Further information on how the CAT rates countries (against modelled pathways and fair share) can be found here.
Last NDC update
The EU’s updated NDC, submitted on 17 December 2020, increased the emissions reduction goal from “at least 40%” to “at least 55%” by 2030 below 1990 levels. Contrary to its earlier goal, the latest target is defined as a net goal, as it includes emissions sinks both in the base and the target year. The European Climate Law limits the amount of LULUCF emissions that can be accounted towards this target to 225 MtCO2e, in this way ensuring that the target amounts to at least 52.8% (excl. LULUCF).
The new NDC also covers emissions from “outgoing flights that start in the EU” stating at the same time that “this information is subject to revision in light of the enhanced target”. The European Commission’s earlier modelling of the new target does include intra-EU aviation. Excluding it for the sake of comparability with other countries strengthens the goal to 54% (excl. LULUCF).
Net zero and other long-term target(s)
In April 2021, the European Union came to an agreement on its Climate Law, which sets a binding objective of collectively achieving climate neutrality by 2050. The objective of achieving climate neutrality by 2050 has also been included in the EU’s Long-Term Strategy (LTS) submitted to the UNFCCC in March 2020.

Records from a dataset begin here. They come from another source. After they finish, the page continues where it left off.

PR #346, opened 2015-12-02
Fix SickRage/sickrage-issues/issues/123

fernandog:
This new message will appear like this:

"Could not find season 4 (unaired/deleted) in the indexer theTVDB. Removing existing records from database"


fernandog:
https://github.com/SickRage/sickrage-issues/issues/123

sickbeard/tv.py
```diff
@@ -524,11 +525,11 @@ def loadEpisodesFromDB(self):
                 curEp.loadFromIndexer(tvapi=t, cachedSeason=cachedSeasons[curSeason])
                 scannedEps[curSeason][curEpisode] = True
             except EpisodeDeletedException:
-                logger.log(u"Tried loading an episode from the DB that should have been deleted, skipping it",
+                logger.log(u"%s: Tried loading %s S%02dE%02d episode from the DB that should have been deleted, skipping it" % (curShowid, curShowName, curSeason or 0, curEpisode or 0),
```
Amadeus-: I think you can remove the word 'episode'  so that it would read something like "...Tried loading SHOW S05E06 from the DB..."

This also applies to line 513 above.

The EU’s climate neutrality (net zero) goal performs moderately in terms of its architecture, transparency and scope, with a regular review and assessment process, a provision for an intermediate target in 2040 to be set following the Paris Agreement’s Global Stocktake, an exclusion of reductions or removals achieved outside of its territory, and clear analysis underpinning the target. A clear separation of the contributions from emissions reductions versus removals is missing, although this is an element that is required of the forthcoming 2040 target. We evaluate the EU’s net zero target as “Acceptable”.
For our full EU net zero analysis click here.
Under the Copenhagen Accord, the EU committed to reducing emissions by 20% below 1990 levels by 2020, unconditionally. Should other developed countries commit to comparable efforts, and developing countries contribute according to their capabilities, the EU offered to increase its 2020 emissions reduction target to 30%.
Since the pledge was submitted, Croatia joined, and the United Kingdom left the EU. When applied to current membership, the unconditional pledge required emissions to fall below 3.9 GtCO2e (excl. LULUCF). The conditional pledge would lead to emissions falling below 3.4 GtCO2e. In 2010, when the pledge was made, over two-thirds of the unconditional and almost half of the conditional goal had already been achieved.
The EU had already met its unconditional pledge in 2014. According to our estimates, in 2020 EU’s emissions fell below the level of the conditional pledge. This reduction in emissions before 2020 resulted mostly from policy measures proposed in 2008 in the framework of the Energy and Climate Package. These measures were introduced and strengthened in the subsequent years, resulting in emission reductions of almost 26% in 2019. Exceeding the EU’s conditional target in 2020 was, to some degree, also a result of the COVID-19 pandemic which doubled the reduction in emissions in absolute numbers in comparison to 2019.